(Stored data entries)
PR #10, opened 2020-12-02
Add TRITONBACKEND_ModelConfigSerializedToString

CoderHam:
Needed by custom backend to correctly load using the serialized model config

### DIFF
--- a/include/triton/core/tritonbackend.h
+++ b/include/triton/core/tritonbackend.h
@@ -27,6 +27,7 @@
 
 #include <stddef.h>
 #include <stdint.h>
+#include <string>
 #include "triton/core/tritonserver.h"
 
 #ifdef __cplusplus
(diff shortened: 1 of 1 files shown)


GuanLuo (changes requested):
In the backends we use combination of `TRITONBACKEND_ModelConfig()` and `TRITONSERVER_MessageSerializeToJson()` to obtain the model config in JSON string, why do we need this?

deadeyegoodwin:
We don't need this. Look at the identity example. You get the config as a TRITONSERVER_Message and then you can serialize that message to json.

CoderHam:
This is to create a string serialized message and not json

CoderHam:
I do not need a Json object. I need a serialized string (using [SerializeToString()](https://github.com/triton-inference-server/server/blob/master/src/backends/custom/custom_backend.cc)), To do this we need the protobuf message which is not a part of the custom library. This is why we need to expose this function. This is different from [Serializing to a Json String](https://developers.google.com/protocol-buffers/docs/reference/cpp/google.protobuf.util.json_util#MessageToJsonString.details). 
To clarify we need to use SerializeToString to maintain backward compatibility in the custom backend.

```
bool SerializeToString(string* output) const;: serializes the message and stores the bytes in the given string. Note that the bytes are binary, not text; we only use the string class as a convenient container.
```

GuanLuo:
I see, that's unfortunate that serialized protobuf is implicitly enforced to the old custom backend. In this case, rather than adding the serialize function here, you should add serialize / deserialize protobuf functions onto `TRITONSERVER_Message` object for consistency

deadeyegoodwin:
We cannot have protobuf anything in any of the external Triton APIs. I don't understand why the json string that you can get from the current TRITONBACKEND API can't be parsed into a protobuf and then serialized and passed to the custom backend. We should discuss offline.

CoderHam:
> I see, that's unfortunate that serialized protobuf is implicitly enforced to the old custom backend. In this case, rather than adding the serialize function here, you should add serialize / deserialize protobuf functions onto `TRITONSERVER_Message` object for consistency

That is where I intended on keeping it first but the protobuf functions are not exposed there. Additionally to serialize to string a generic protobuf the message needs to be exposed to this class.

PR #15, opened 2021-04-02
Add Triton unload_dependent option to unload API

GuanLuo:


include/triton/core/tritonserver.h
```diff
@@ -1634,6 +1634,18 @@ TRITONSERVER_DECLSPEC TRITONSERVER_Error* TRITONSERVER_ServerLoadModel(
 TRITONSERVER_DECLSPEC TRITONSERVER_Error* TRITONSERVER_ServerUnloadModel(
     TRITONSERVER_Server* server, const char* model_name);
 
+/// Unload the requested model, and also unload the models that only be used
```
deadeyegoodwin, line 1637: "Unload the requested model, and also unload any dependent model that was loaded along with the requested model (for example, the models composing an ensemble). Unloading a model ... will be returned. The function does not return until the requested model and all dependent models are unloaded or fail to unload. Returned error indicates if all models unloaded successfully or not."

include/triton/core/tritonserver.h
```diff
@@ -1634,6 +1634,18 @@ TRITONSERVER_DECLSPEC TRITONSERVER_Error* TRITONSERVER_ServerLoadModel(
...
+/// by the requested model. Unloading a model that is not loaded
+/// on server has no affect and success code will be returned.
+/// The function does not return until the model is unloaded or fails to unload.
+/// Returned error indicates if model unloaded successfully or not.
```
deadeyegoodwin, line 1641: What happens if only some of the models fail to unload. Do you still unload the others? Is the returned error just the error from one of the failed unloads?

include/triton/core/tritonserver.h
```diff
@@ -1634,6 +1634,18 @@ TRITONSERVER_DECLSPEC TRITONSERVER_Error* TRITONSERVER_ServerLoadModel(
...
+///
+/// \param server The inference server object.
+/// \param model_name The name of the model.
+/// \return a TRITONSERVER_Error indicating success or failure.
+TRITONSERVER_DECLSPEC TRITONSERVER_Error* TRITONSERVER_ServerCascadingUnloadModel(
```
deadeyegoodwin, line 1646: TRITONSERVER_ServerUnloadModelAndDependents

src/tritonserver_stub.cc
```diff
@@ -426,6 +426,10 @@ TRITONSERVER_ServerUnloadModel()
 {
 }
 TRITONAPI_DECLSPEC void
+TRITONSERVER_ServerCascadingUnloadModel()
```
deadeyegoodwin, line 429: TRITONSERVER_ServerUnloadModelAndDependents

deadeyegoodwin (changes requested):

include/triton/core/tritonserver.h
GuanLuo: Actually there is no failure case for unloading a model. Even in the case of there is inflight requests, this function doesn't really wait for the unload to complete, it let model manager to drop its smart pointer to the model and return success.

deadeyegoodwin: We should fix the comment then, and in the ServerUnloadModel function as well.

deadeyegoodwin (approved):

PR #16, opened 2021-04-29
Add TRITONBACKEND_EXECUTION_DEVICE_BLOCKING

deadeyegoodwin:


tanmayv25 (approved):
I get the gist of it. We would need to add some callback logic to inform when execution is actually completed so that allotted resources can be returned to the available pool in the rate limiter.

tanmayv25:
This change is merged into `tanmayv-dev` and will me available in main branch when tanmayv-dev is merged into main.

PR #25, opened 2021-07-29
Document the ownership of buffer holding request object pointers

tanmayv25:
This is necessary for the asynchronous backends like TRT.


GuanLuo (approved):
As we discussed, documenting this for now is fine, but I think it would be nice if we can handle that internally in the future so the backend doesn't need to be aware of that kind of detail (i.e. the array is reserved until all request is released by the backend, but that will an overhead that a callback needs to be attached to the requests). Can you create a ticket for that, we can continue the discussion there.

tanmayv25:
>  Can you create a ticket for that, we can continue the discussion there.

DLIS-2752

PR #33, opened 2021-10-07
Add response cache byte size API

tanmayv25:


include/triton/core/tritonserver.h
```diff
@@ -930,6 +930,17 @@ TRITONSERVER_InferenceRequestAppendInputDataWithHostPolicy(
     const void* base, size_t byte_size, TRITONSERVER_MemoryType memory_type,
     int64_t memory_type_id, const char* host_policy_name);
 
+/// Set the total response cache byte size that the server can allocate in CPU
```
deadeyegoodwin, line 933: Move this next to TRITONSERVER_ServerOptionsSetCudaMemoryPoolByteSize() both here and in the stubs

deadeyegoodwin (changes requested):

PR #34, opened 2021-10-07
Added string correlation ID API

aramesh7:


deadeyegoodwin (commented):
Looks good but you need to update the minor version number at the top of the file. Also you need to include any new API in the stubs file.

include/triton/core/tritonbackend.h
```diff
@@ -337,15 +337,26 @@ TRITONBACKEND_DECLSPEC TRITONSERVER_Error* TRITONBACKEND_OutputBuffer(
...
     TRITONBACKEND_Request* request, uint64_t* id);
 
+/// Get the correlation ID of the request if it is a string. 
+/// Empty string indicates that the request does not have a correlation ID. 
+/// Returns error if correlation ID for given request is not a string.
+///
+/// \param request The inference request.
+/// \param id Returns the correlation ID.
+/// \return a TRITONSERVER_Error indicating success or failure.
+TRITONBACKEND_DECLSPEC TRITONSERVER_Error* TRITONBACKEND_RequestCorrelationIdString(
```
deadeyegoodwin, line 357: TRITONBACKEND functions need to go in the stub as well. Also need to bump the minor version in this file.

— GOAL OF THE EXERCISE —
Looking at the entries above, state how many lines contain "param"; give the number alone.

— THE ANSWER —
4